Private care ultimately is not the way to go in the long term; everyone knows this, but the public system leaves a lot to be desired.
It is possible for the public health clinics to run smoothly. All that is needed is an increase in nurses and other medical personnel. That, though, is easier said than done.
The idea of public health clinics being the first responder in the community for mental health falls at the first hurdle if people are put off from attending. The idea of doctors and nurses entering communities dies on the operating table if they are understaffed. This is the reality faced not just by the mental health patient, but the pregnant mother, the aged and infirm elder, and the baby. A system that, on paper, looks good but which struggles to do the basics.

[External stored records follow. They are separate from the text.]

PR #89, opened 2021-04-22
RM-7708: Upgrade Chrome to Version 89

raffaelfoidl:
https://re-motion.atlassian.net/browse/RM-7708

### DIFF
--- a/Remotion/ObjectBinding/Web.Development.WebTesting.IntegrationTests/BocReferenceValueControlObjectTest.cs
+++ b/Remotion/ObjectBinding/Web.Development.WebTesting.IntegrationTests/BocReferenceValueControlObjectTest.cs
@@ -223,8 +223,8 @@ namespace Remotion.ObjectBinding.Web.Development.WebTesting.IntegrationTests
 
       Assert.That (options[15].ItemID, Is.EqualTo (fValue));
       Assert.That (options[15].Index, Is.EqualTo (16));
-      
-      if (Helper.BrowserConfiguration.IsChromium())
+
+      if (Helper.BrowserConfiguration.IsEdge())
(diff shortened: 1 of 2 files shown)


iam-mholle (approved):

Remotion/ObjectBinding/Web.Development.WebTesting.IntegrationTests/BocReferenceValueControlObjectTest.cs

More medication covered by the NHF would be nice, but increasing the number of psychiatrists and psychologists is what is needed. There is a major shortage in both the public and private settings and its impact is real. Maybe the ministry could look into having those private clinicians practice part-time in the public setting to cover the shortfall of doctors. That would, at the very least, allow for talk therapy, a key part of the therapy that is now lacking from the public setting.
All in all, mental health, like so many other things in this country, only gets lip service and no real action. People are wandering the streets, flunking out of school, having relationships implode, all because the system is failing them. More staff are needed, and more specialised clinics are needed if this is to be truly tackled, but like everything else, I only see it getting worse before if it gets better.